PR #203, opened 2018-06-07
💚(gitlint) ignore bots git message lint

jmaupetit:
## Purpose

Pyup and Greenkeeper bots git commit title does not comply with our imposed pattern :cry: thus blocking each PR that the bot makes.

## Proposal

We choose to add a `git-lint` rule to ignore the linting of these commits to be able to reformat them using the "squash and merge" strategy while merging the PR.

### DIFF
--- a/.gitlint
+++ b/.gitlint
@@ -63,9 +63,10 @@ words=wip
 # regex=[^@]+@foo.com
 
 [ignore-by-title]
-# Allow empty body only when upgrading dependendies
-regex=^⬆️.*$
-ignore=B6
+# Allow empty body & wrong title pattern only when bots (pyup/greenkeeper)
+# upgrade dependencies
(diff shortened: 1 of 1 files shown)


.gitlint
```diff
@@ -63,10 +63,21 @@ words=wip
...
+# Allow empty body only when upgrading dependencies
 regex=^⬆️.*$
 ignore=B6
 
+[ignore-by-title]
+# Allow empty body & wrong title pattern only when pyup upgrades dependencies
+regex=^Update (.*) from (.*) to (.*)$
+ignore=B6,UC1
+
+[ignore-by-title]
```
sampaccoud: good if it works to duplicate the rule. Otherwise, do both in the same regex...

jmaupetit: That's what I finally did. :cry:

● ● ●

ASSIGNMENT :: Check every line of the material for the string "jmaupetit" and give the number of lines that have it, without anything else.

SOLUTION FOR THIS EXERCISE :: 2